Mercy Hospital, Inc. v. Jackson

489 A.2d 1130, 62 Md. App. 409, 1985 Md. App. LEXIS 355
CourtCourt of Special Appeals of Maryland
DecidedApril 4, 1985
Docket447, September Term, 1984
StatusPublished
Cited by12 cases

This text of 489 A.2d 1130 (Mercy Hospital, Inc. v. Jackson) is published on Counsel Stack Legal Research, covering Court of Special Appeals of Maryland primary law. Counsel Stack provides free access to over 12 million legal documents including statutes, case law, regulations, and constitutions.

Bluebook
Mercy Hospital, Inc. v. Jackson, 489 A.2d 1130, 62 Md. App. 409, 1985 Md. App. LEXIS 355 (Md. Ct. App. 1985).

Opinion

*411 GILBERT, Chief Judge.

In this appeal we are asked to determine whether a competent, conscious, rational adult may be required, in spite of religious beliefs, to submit to a blood transfusion.
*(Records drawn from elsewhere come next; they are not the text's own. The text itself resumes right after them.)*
PR #6501, opened 2024-09-18
Use NOINLINE on stringToBuiltinByteString and stringToBuiltinString

zliu41:
The plugin does not need their unfoldings, and cannot process their unfoldings: neither can the plugin handle `Text.pack`, nor does it have a handler for `obfuscatedId`.

Thus `obfuscatedId` makes no sense whatsoever. And there is no benefit to `Magic.noInline` compared to `NOINLINE`.


plutus-tx/src/PlutusTx/Builtins/HasOpaque.hs
```diff
@@ -49,35 +48,26 @@ of 'stringToBuiltinString' (since the newtype constructor vanishes), so we have
...
-{-# INLINABLE stringToBuiltinByteString #-}
+{-# NOINLINE stringToBuiltinByteString #-}
 
 stringToBuiltinString :: Haskell.String -> BuiltinString
--- To explain why the obfuscatedId is here
--- See Note [noinline hack]
-stringToBuiltinString str = obfuscatedId (BuiltinString $ Text.pack str)
-{-# INLINABLE stringToBuiltinString #-}
+stringToBuiltinString str = BuiltinString (Text.pack str)
+{-# NOINLINE stringToBuiltinString #-}
```
effectfully, line 57: We [should](https://github.com/IntersectMBO/plutus/issues/6269) use `OPAQUE`, not `NOINLINE`.

plutus-tx/src/PlutusTx/Builtins/HasOpaque.hs
```diff
@@ -49,35 +48,26 @@ of 'stringToBuiltinString' (since the newtype constructor vanishes), so we have
 some obfuscation to the body to prevent it inlining.
 -}
```
effectfully, line 49: Update that Note as well?

Unisay (approved):

zliu41 (commented):
> I can't really sign off on these changes, because I don't really understand all the moving parts. But I don't mind this getting merged (once comments are addressed).

Ok, I'll merge it. The plugin 100% does not need and cannot compile the unfoldings of `stringToBuiltinByteString` and `stringToBuiltinString`, so there's no reason not to mark the OPAQUE.

PR #6502, opened 2024-09-19
[EXPERIMENT] [Builtins] 10x more builtins

effectfully:
This replicates the existing builtins so that there are 10x of them now. This is just to check whether it results in any evaluation slowdown.


effectfully:
That doesn't make any sense:

image

effectfully:
> That doesn't make any sense:

Yup, the benchmarking machine is cooked as it turns out (confirmed elsewhere). Well, gotta wait for it to recover.

effectfully:
Experiment over, this weirdness needs to be investigated, maybe we already pay some unnecessary costs. Made a subticket in #4306:

> Increasing the number of builtins by 10x (by replicating each builtin 10 times) slows the evaluator down by 15% with GHC Core not containing any extra duplication (#6502), just a large pattern match on `DefaultFun`. Why? Can a large pattern match be that slow? Or is something not cached properly? We should try using arrays for `DefaultFun` lookup again

effectfully:
The conflicts don't seem too bad, we should rerun the benchmarks once the issue of misleading benchmarking is fixed before this branch bitrots any further.

PR #6507, opened 2024-09-19
[Refactoring] Replace 'NOINLINE' with 'OPAQUE'

### LINKED ISSUE #6269: Replace `NOINLINE` with `OPAQUE`
We should replace all occurrences of `NOINLINE` with `OPAQUE`, because the former [doesn't](https://gitlab.haskell.org/ghc/ghc/-/issues/19553) actually prevent inlining. See also the original [proposal](https://github.com/christiaanb/ghc-proposals/blob/master/proposals/0000-opaque-pragma.md) to introduce `OPAQUE`.

Once this is done we should check if that's enough to consider #4193 done.

effectfully:
This replaces all occurrences of `NOINLINE` with the more reliable `OPAQUE`. However unlike `NOINLINE` `OPAQUE` prevents specialization, so let's benchmark this to make sure there's no unexpected slowdown. 

Resolves #6269.

### DIFF
--- a/doc/adr/adr3.md
+++ b/doc/adr/adr3.md
@@ -73,7 +73,7 @@ enterComputeCek debug ctx (Closure term env) =
         -> Closure uni fun
         -> CekM uni fun s (CekState uni fun)
     computeCek = if debug then computeCekDebug else computeCekStep
-    {-# NOINLINE computeCek #-}  -- Making sure the `if` is only evaluated once.
+    {-# OPAQUE computeCek #-}  -- Making sure the `if` is only evaluated once.
 
     -- in debugging mode, immediately returns the current `CekState` and halts execution. Debugging mode details to be worked out.
     computeCekDebug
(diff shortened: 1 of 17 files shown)


zliu41:
OPAQUE is strictly better than NOINLINE for the plugin, but I don't think that is the case for non-Plinth code.

effectfully:
> OPAQUE is strictly better than NOINLINE for the plugin, but I don't think that is the case for non-Plinth code.

Sure, but usually when I write `NOINLINE` I do really mean "don't inline that thing". So I think `OPAQUE` is a more sensible default and we can replace it with `NOINLINE` in special cases.

effectfully:
Interesting!

effectfully:
It honestly looks like the benchmarking machine is broken. I'll test that separately.

effectfully:
The benchmarking machine is broken at the moment, so we can't get accurate benchmarking results. I think it's unlikely that we need `NOINLINE` somewhere, so let's just merge this and be done with it.

zliu41 (approved):

PR #6510, opened 2024-09-23
Mark && and || OPAQUE

zliu41:
I was pretty sure we did this before - perhaps I'm having a Mandela effect moment.

Since `&&` and `||` are specially handled in the plugin, there's no need to rely on GHC to inline them, which is a much less reliable way to make the short-circuit.


effectfully (commented):
I don't understand why we should do this. In this case both our compiler and GHC do the same thing, it's just that the heuristics are different, but the transformation is correct by our standards regardless. So why give up on GHC optimizing the expression if it does help a tiny bit as is visible from the golden files?

zliu41:
> if it does help a tiny bit as is visible from the golden files?

That's the problem - GHC must be doing something else, in addition to what we do, hence the cost difference. In general we shouldn't trust any GHC transformation to be semantic preserving, at least not until we understand what exactly it does.

Unisay (approved):
Agree with the idea because^

1. The principle "We shouldn't trust GHC transformations in general" makes sense to me.
2. There are less ways of doing the same thing (short-circuiting) now,  this change reduces complexity.

effectfully:
> That's the problem - GHC must be doing something else, in addition to what we do, hence the cost difference. In general we shouldn't trust any GHC transformation to be semantic preserving, at least not until we understand what exactly it does.

Well, it would be great to figure out what it does then. If this is affected by the `INLINE` pragma, then maybe we should do it in the inliner as well?

Just to clarify, I'm not opposed to merging this PR. I'm just not satisfied with the reasoning.

zliu41:
> Well, it would be great to figure out what it does then.

Yes definitely. It's one of the new tickets I'm about to create.

zliu41:
https://github.com/IntersectMBO/plutus-private/issues/1143 and https://github.com/IntersectMBO/plutus-private/issues/1144 for further investigation

PR #6514, opened 2024-09-24
Remove plutus-ghc-stub

zliu41:
It has been non-functional for a long time (it is based on a GHC version before 9), and we no longer cross compile the plugin to Windows.


effectfully (approved):
:+1:

bezirg (approved):

PR #6515, opened 2024-09-24
Fix some issues and inconsistencies related to pretty-printing

zliu41:
- Renamed `prettyPirReadable` to `prettyReadable`, since it is not specific to PIR.
- Renamed `prettyPirReadableSimple` to `prettyReadableSimple`, since it is not specific to PIR.
- Removed `PrettyPir`, since it is the same as `PrettyReadable`, and not specific to PIR.
- Fixed `PlutusTx.Test.prettyPir`: it is supposed to use classic syntax, not readable syntax - we have `prettyPirReadable` for the latter.
- `prettyPir` prints `program 1.1.0` while `prettyPirReadable` doesn't. Now neither of them does.


Unisay (approved):
LGTM

plutus-core/plutus-core/src/PlutusCore/Pretty/Readable.hs
```diff
@@ -272,3 +272,11 @@ iterInterAppPrettyM fun args =
...
         ppArg (Right term) = prettyArg term
     in prettyFun fun :| map ppArg args
+
+-- | Pretty-print something with the @PrettyConfigReadable@ config.
+prettyReadable :: (PrettyReadable a) => a -> Doc ann
+prettyReadable = prettyBy (botPrettyConfigReadable prettyConfigName def)
+
+-- | Pretty-print something with the @PrettyConfigReadableSimple@ config.
+prettyReadableSimple :: (PrettyReadable a) => a -> Doc ann
+prettyReadableSimple = prettyBy (botPrettyConfigReadable prettyConfigNameSimple def)
```
effectfully, line 282: I wonder how this wasn't done ages ago... I suppose because we used `prettyPlcReadable` instead, but in any case it's very sensible to have these functions here. Thanks!

effectfully (approved):

plutus-core/plutus-core/src/PlutusCore/Pretty/Readable.hs
zliu41: Right, we still have `prettyPlcReadable` - it should be no longer needed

Ernestine Jackson was admitted to Mercy Hospital on an emergency basis on February 26, 1984. Mrs. Jackson was 25 or 26 weeks into her pregnancy and was undergoing premature labor. The examination of Mrs. Jackson by Mercy’s medical staff revealed that a routine vaginal delivery would create serious and dangerous medical complications for both Mrs. Jackson and the unborn child. The fetus was lying in the womb in an “oblique to transverse position,” and the risk of a ruptured uterus was great because Mrs. Jackson had previously undergone a myomectomy 1 because of her having given birth prematurely on a prior occasion. Mercy’s diagnosis suggested an abdominal, or Caesarean section, delivery.
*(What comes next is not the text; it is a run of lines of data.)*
Issue #5967, opened 2024-05-09
[Epic] AST optimizations


effectfully:
This issue is for dumping all the plans regarding AST optimizations (such as case-of-case, case-of-known-constructors etc) in a largely unstructured way. We'll have separate messages for Plutus Core and Plutus IR, please just edit those instead of creating more messages.

effectfully:
## Untyped Plutus Core

- [ ] regarding order of effects, we should figure out a strategy for when it's fine to change it and when it's not. It's worth handling logging and bottom separately, since messing with the former is OK (given it's locked behind a flag not enabled by default) and messing with the latter is a no-no
- [ ] I saw `((\cse -> case cse [cse]) error)`, we should rewrite this to just `error`
- [ ] we need a test that the inliner inline `blah` in `(\b -> force ifThenElse b branch1 branch2) blah`. If it doesn't, we should implement that functionality
- [ ] handle `chooseList` in case-of-case similarly to `ifThenElse`?
- [ ] Aiken folks gave us an idea: try replacing Scott-encoded tuples with SOP-encoded tuples in the recursive functions combinators, SOP-encoded tuples should be faster thus making mutual recursion faster. If there’s anything else Scott-encoded there, we should change it too. Perhaps we could update the entire `PlutusCore.StdLib.Meta.Data.Tuple`. We have to keep the old code too for older versions of Plutus
- [ ] both UPLC and PIR have `termEvaluationOrder` defined for them which goes into "known function body" in case of `Apply` (see the logic there) and goes into "known delayed term" for `Force`, but does not go into "known branch" for `Constr`
- [ ] both UPLC and PIR have `termEvaluationOrder` defined for them which does into "known delayed term" for `Force` and considers that to be `MaybeWork`. Is it work though? It literally has to be optimized away, do we want to prevent some optimization from firing just because there's an immediately `Force`d `Delay`? This should at least be discussed in a Note
- [ ] we sometimes generate things like `force (force (force ifThenElse b (delay (delay x)) (delay (delay y))))`. Surely we can turn double-force-delays into single force-delays?
[...]

PR #6517, opened 2024-09-25
[Test] [Bug] Trigger the overpruned dependency bug

effectfully:
The added test fails with

```
test
  Plugin
    Data
      9.6
        families
          stakingCredential: FAIL
            Exception: Error: Error from the PIR compiler:
                   Error from the PLC compiler:
                   Free type variable at  Ann {annInline = MayInline, annSrcSpans = { no-src-span }} :  Credential
```

The bug is in the dead code eliminator. To be precise, it's this part that it doesn't handle correctly despite promising to in `PlutusIR.Analysis.Dependencies`:

```
{- Note [Dependencies for datatype bindings, and pruning them]
At face value, all the names introduced by datatype bindings should depend on each other.
Given our meaning of "A depends on B", since we cannot remove any part of the datatype
binding without removing the whole thing, they all depend on each other

However, there are some circumstances in which we *can* prune datatype bindings.

In particular, if the datatype is only used at the type-level (i.e. all the term-level parts
(constructors and destructor) are dead), then we are free to completely replace the binding
with one for a trivial type with the same kind.

This is because there are *no* term-level effects, and types are erased in the end, so
in this case rest of the datatype binding really is superfluous.

But how do we represent this in the dependency graph? We still need to have proper dependencies
so that we don't make the wrong decisions wrt transitively used values, e.g.

let U :: * = ...
let datatype T = T1 | T2 U
in T1

Here we need to not delete U, even though T2 is "dead"!

The solution is to focus on the meaning of "dependency": with the pruning that we can do, we *can*
remove all the term level bits en masse, but only en-mass. So we need to make *them* into a clique,
so that this is visible to the dependency analysis.
-}
```

I don't know what went wrong there.


effectfully:
@michaelpj any idea?

michaelpj:
What happens if you get rid of the bit where it tries to prune dead constructors?

effectfully:
> What happens if you get rid of the bit where it tries to prune dead constructors?

The test becomes green, see 229b6903412086ed05b468a65e751fb59dd2fb08.

michaelpj:
Since you have a small test case I would dump the output from just after the bad dead code pass and see what's wrong. It *looks* like a simple case we should handle properly...

michaelpj:
From the error it seems like we get rid of `Credential` entirely, which seems odd.

effectfully:
> Since you have a small test case I would dump the output from just after the bad dead code pass and see what's wrong. It looks like a simple case we should handle properly...

Yes, I've done exactly that when investigating and you're right that this is what's happening:

> From the error it seems like we get rid of `Credential` entirely, which seems odd.

michaelpj:
I don't see why from just looking at it, some debugging is going to be required I think!

effectfully:
> I don't see why from just looking at it, some debugging is going to be required I think!

Wanna do some debugging on a weekend? :slightly_smiling_face:

plutus-benchmark/script-contexts/test/9.6/checkScriptContextEqualityOverhead-20.budget.golden
```diff
@@ -1,2 +1,2 @@
-({cpu: 34304100
-| mem: 214500})
\ No newline at end of file
+({cpu: 37152100
+| mem: 232300})
```
effectfully, line 2: @zliu41 is this large enough difference to keep the bug in the dead code eliminator that causes necessary constructors to get eliminated?

plutus-core/plutus-ir/src/PlutusIR/Analysis/Dependencies.hs
```diff
@@ -172,23 +172,10 @@ bindingDeps b = case b of
...
-    -- term-level parts depend on each other later, but it's good practice and will be
-    -- useful if we ever stop doing that.
-    destrDeps <-
-      G.overlays
-        <$> (withCurrent destr $ traverse (typeDeps . _varDeclType) constrs)
-    let tus = fmap (view PLC.theUnique) (destr : fmap _varDeclName constrs)
-    -- See Note [Dependencies for datatype bindings, and pruning them]
-    let nonDatatypeClique = G.clique (fmap Variable tus)
-    pure $ G.overlays $ [vDeps] ++ tvDeps ++ cstrDeps ++ [destrDeps] ++ [nonDatatypeClique]
+    let tyus = fmap (view PLC.theUnique) $ _tyVarDeclName d : fmap _tyVarDeclName tvs
```
zliu41, line 175: I'm not quite sure what this does; worth some comment. There should also be some explanation or reference to the bug here.

plutus-benchmark/script-contexts/test/9.6/checkScriptContextEqualityOverhead-20.budget.golden
zliu41: 10% is bad but only a small number of golden files are affected - I'm fine either way. What's your preference?

plutus-core/plutus-ir/src/PlutusIR/Analysis/Dependencies.hs
effectfully: I have no idea either, that's Michael code and as you can see above Michael isn't particularly keen on dealing with it :)

plutus-benchmark/script-contexts/test/9.6/checkScriptContextEqualityOverhead-20.budget.golden
effectfully: I guess let's keep the bug in then, I think it's quite low priority compared to other things and I don't feel like studying the DCE algo at the moment (or ever haha). I'll reflect this problem in an issue.

zliu41: Sounds good.

effectfully:
I've added an entry to #5967, so that we don't forget about this bug, and let's close this PR for now.

zliu41:
Fixed in https://github.com/IntersectMBO/plutus/pull/6806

A Caesarean delivery is a relatively safe and routine, albeit surgical, form of childbirth. The most serious drawback — the surgical intervention prescribed in the matter now before us — is that the mother inevitably loses a certain, but not predeterminable, quantity of blood. In the instant case, it was the contemplated loss of blood together with the attendant risks that injected the legal profession into an otherwise sterile medico-monopolistic delivery room.

We explain. Mrs. Jackson is by religious persuasion a Jehovah’s Witness. One of the tenets of that faith is that a believer may not, under any circumstances, receive blood transfusions. Members of Mercy’s medical staff counselled Mrs. Jackson that there was a 40 to 50 percent chance she would need a transfusion. If that need developed and if there were no transfusion, the doctors told her that they thought it likely she would die during a Caesarean delivery. Mrs. Jackson, nevertheless, steadfastly refused to compro *412 mise her religious beliefs. She requested that the Caesarean delivery proceed 2 without blood transfusions. Mrs. Jackson’s husband was with his wife at Mercy and he, also a Jehovah’s Witness, wholeheartedly supported her position.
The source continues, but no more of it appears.